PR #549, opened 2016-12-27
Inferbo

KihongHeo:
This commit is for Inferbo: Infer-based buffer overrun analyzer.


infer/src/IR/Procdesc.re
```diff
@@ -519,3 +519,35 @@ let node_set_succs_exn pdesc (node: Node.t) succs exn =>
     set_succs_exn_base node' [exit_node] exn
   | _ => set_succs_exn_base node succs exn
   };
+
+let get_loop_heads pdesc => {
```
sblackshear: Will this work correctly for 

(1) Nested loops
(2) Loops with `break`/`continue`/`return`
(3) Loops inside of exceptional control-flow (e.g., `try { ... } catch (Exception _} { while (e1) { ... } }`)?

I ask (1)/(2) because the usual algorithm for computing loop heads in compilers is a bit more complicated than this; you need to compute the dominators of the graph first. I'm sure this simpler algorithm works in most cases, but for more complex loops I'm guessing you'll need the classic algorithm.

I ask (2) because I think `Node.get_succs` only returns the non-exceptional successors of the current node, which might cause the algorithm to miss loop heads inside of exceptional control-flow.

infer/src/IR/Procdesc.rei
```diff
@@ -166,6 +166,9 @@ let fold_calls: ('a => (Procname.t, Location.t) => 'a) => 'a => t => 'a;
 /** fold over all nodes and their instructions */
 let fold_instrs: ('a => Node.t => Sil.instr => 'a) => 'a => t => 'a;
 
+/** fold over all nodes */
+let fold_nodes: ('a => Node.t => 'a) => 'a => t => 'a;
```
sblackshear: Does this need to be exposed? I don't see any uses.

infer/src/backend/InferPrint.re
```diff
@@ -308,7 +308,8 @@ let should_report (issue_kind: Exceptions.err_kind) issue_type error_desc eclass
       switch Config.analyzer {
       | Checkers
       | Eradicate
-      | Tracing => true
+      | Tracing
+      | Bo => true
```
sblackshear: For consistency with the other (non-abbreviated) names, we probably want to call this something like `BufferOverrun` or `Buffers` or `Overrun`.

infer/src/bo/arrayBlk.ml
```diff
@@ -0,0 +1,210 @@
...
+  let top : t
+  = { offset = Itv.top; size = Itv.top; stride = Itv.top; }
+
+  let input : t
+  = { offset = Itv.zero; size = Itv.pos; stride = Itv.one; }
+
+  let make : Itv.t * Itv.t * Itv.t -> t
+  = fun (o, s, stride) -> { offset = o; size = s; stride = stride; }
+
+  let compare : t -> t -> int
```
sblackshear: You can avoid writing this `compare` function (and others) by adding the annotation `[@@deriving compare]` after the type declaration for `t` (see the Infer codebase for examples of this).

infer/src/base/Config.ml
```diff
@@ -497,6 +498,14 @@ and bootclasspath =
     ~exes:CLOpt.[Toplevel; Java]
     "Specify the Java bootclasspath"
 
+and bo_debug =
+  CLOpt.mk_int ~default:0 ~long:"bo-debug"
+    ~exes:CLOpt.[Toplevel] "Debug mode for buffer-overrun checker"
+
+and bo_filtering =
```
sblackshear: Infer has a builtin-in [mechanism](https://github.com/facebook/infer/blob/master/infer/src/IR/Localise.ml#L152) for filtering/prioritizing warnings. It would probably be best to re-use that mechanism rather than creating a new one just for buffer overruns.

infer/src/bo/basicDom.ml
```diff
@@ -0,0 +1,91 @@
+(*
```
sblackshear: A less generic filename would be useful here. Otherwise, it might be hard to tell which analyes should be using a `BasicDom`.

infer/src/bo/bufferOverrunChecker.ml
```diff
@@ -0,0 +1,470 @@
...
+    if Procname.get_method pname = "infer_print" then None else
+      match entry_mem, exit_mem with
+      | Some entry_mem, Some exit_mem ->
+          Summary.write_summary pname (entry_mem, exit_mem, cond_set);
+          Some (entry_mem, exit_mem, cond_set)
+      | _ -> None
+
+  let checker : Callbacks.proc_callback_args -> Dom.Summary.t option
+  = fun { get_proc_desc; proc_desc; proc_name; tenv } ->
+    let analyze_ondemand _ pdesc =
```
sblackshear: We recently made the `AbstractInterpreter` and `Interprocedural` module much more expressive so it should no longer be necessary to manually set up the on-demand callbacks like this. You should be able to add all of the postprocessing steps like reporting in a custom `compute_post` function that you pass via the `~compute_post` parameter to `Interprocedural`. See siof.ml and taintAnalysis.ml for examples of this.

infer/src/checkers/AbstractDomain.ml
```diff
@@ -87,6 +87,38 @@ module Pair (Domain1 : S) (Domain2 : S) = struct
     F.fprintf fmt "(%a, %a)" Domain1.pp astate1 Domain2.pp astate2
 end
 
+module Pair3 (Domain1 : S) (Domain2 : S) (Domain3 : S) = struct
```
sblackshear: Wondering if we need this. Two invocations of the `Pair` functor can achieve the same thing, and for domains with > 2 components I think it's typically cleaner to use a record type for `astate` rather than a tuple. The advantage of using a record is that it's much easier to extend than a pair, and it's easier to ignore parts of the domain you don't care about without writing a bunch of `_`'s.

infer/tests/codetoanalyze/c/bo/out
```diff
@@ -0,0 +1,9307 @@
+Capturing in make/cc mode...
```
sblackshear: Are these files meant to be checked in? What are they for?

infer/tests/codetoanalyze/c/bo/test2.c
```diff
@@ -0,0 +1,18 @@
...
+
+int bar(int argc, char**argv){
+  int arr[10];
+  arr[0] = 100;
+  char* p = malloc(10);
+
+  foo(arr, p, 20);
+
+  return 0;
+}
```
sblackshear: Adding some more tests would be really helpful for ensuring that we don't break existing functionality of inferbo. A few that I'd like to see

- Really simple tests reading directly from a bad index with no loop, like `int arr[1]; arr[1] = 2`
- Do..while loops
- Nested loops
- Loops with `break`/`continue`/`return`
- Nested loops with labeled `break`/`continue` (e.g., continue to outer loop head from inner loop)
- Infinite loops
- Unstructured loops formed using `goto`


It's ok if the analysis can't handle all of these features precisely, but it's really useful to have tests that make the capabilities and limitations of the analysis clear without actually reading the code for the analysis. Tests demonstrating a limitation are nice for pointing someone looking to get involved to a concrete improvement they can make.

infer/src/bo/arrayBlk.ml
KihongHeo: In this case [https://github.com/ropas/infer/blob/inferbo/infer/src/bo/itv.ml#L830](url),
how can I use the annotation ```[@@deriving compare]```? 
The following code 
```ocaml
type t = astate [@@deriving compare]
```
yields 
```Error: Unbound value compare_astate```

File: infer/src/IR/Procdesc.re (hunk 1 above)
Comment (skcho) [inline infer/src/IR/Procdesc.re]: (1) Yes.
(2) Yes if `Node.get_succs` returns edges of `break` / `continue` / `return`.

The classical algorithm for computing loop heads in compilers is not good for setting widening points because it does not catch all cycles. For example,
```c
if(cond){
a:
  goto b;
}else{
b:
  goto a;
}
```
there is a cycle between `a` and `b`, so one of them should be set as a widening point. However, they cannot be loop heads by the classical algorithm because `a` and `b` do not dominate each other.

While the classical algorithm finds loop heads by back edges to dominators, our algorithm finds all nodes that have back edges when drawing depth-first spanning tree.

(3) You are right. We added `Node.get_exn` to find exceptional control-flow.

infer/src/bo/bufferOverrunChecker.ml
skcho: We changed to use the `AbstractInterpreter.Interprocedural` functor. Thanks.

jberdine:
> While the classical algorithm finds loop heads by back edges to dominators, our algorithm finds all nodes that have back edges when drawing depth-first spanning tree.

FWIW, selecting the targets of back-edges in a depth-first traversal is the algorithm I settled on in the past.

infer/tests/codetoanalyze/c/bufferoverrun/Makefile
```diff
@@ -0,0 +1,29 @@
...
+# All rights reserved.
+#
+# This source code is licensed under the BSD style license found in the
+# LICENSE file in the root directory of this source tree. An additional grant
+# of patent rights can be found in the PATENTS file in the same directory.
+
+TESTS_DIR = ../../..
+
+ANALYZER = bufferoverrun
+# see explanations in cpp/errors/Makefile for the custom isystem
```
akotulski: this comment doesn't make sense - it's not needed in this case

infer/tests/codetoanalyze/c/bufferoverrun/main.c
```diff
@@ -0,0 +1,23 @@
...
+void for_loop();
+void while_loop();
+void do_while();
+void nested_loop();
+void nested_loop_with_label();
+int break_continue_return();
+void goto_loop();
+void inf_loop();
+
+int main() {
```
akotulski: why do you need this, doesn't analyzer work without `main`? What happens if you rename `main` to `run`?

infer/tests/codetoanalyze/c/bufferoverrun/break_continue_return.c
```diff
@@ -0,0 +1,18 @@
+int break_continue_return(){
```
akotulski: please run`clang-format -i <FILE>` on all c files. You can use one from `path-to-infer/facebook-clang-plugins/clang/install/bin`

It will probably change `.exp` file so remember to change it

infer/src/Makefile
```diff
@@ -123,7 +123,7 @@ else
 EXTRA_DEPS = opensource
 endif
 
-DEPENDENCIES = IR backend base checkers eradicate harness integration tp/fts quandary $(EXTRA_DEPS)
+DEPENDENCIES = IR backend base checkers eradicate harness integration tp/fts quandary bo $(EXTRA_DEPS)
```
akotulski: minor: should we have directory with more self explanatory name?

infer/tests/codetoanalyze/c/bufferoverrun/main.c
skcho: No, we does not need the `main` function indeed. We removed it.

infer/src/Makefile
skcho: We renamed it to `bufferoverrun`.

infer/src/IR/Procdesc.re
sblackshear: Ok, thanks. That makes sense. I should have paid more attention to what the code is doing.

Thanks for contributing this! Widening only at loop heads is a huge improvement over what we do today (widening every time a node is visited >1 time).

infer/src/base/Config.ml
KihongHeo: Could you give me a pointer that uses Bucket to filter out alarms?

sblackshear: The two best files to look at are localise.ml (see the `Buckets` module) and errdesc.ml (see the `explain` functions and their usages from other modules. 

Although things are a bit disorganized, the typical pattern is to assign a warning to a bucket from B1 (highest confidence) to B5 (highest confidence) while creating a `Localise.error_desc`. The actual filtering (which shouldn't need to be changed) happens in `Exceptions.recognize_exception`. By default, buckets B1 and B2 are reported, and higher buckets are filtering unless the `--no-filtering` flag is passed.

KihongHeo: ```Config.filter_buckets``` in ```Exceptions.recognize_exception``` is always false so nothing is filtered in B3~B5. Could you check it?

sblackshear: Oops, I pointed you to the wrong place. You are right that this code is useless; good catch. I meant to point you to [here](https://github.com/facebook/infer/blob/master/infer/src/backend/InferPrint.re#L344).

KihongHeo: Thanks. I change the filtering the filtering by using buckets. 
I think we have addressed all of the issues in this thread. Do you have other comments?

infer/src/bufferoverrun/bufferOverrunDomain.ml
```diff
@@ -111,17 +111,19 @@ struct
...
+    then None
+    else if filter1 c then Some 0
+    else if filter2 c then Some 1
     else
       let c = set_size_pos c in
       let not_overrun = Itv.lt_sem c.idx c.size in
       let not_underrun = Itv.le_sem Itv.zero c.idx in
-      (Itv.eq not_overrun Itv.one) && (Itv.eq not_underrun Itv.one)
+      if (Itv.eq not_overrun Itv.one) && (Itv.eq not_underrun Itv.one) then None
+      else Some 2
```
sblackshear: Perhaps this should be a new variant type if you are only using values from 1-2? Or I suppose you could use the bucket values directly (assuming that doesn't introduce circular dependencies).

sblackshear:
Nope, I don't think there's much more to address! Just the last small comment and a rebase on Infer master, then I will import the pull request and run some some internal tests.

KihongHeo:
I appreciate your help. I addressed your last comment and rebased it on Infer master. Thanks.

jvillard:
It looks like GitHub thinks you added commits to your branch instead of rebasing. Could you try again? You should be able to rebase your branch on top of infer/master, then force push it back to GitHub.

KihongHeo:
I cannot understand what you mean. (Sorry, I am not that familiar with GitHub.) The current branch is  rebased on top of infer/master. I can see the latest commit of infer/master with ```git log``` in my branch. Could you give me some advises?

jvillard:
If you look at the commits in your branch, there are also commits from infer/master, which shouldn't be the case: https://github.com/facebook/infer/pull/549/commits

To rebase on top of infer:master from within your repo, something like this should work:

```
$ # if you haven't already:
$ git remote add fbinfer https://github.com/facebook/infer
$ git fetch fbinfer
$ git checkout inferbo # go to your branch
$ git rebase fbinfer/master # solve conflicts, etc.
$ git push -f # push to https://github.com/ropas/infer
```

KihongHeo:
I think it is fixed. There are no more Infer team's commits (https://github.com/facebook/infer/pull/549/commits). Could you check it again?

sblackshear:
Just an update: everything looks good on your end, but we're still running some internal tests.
--------------------------------------------------
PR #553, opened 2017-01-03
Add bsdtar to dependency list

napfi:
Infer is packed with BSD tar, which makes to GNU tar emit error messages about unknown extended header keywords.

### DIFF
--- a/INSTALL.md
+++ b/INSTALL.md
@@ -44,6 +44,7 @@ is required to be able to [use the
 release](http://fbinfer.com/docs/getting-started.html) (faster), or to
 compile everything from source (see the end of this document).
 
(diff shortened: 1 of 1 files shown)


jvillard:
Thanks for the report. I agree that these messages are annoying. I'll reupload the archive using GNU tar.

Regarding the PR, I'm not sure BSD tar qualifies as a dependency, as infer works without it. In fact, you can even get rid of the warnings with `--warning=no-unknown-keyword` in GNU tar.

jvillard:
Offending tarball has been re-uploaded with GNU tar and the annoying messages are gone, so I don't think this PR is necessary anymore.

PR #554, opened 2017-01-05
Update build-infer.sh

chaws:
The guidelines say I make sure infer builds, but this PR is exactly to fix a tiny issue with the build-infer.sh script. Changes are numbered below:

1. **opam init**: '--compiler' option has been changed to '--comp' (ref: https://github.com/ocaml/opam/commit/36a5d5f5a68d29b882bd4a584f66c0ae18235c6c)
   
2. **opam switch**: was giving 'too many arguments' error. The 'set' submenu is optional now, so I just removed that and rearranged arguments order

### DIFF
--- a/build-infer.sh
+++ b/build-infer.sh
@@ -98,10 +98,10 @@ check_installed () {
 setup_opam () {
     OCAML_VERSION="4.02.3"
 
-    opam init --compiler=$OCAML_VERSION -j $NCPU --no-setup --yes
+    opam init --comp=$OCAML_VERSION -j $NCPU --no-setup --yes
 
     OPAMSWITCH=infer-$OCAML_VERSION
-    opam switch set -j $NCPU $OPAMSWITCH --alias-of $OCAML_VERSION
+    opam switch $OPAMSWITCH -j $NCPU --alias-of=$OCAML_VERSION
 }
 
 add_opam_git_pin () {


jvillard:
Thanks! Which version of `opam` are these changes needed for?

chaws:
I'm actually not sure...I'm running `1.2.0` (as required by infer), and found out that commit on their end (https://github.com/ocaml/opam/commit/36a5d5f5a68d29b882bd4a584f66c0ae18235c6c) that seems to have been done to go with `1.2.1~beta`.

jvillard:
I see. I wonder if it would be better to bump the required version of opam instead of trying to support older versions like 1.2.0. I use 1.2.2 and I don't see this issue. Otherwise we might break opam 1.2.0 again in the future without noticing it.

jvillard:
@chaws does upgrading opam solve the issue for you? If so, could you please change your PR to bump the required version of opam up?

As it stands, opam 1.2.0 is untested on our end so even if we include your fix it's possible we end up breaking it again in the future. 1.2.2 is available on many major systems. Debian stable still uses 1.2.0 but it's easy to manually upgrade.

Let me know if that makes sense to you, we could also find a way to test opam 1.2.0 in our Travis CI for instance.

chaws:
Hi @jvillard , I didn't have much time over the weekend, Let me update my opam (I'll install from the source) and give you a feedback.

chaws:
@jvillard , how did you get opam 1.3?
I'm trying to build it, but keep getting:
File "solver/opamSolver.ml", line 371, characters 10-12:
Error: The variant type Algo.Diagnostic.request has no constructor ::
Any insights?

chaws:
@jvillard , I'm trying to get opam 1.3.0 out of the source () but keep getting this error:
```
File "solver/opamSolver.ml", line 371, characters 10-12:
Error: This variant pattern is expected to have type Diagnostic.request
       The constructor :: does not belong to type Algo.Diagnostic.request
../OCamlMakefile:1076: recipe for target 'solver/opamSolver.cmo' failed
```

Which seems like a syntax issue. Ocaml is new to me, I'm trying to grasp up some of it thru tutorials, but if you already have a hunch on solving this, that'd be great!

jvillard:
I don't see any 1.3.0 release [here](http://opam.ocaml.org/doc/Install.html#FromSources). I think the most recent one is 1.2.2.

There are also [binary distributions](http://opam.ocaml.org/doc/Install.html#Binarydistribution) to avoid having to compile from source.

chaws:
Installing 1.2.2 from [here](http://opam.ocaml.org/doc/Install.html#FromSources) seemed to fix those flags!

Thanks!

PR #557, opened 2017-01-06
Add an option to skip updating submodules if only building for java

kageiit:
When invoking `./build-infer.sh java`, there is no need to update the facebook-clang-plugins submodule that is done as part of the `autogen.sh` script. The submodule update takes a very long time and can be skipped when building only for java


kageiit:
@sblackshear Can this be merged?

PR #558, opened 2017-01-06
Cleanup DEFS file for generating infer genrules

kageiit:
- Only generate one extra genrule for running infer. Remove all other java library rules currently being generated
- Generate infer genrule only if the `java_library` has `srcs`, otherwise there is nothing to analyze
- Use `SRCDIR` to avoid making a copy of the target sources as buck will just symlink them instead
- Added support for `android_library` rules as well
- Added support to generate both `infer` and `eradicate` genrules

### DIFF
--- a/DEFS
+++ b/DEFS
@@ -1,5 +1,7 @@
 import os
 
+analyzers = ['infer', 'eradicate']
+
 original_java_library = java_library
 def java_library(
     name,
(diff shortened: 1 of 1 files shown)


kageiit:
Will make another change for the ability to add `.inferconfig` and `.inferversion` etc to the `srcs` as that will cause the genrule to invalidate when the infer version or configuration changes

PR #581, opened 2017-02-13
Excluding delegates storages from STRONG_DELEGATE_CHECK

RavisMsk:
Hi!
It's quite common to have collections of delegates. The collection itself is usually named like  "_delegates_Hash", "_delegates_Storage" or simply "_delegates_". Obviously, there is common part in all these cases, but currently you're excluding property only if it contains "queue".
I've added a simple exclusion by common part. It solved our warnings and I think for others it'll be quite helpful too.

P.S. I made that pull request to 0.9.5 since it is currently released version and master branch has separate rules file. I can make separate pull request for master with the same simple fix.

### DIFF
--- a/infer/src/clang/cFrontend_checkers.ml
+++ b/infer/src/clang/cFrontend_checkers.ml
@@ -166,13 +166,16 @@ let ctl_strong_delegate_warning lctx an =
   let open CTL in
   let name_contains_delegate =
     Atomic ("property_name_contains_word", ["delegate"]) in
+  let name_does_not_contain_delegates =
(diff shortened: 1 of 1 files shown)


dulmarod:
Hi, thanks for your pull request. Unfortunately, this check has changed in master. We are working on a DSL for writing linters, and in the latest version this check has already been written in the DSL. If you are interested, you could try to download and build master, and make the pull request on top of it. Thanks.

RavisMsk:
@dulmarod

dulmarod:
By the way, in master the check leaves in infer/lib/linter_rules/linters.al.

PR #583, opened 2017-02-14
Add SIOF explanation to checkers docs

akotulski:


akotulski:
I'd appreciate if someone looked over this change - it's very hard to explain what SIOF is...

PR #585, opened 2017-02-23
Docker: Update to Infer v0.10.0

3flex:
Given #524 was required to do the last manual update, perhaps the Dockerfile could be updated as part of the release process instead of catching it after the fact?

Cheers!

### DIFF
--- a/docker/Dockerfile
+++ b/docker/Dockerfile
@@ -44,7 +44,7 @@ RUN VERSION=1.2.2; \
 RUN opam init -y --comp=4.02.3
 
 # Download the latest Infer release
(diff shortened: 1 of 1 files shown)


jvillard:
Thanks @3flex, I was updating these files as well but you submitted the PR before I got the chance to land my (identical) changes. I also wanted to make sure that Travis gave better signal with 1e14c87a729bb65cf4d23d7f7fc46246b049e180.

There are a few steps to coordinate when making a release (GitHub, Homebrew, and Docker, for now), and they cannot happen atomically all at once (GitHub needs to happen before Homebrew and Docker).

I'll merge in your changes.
--------------------------------------------------
* [TASK REQUIREMENTS] Reproduce each line in the listing above that mentions the string "common".

* [REPLY]
It's quite common to have collections of delegates. The collection itself is usually named like  "_delegates_Hash", "_delegates_Storage" or simply "_delegates_". Obviously, there is common part in all these cases, but currently you're excluding property only if it contains "queue".
I've added a simple exclusion by common part. It solved our warnings and I think for others it'll be quite helpful too.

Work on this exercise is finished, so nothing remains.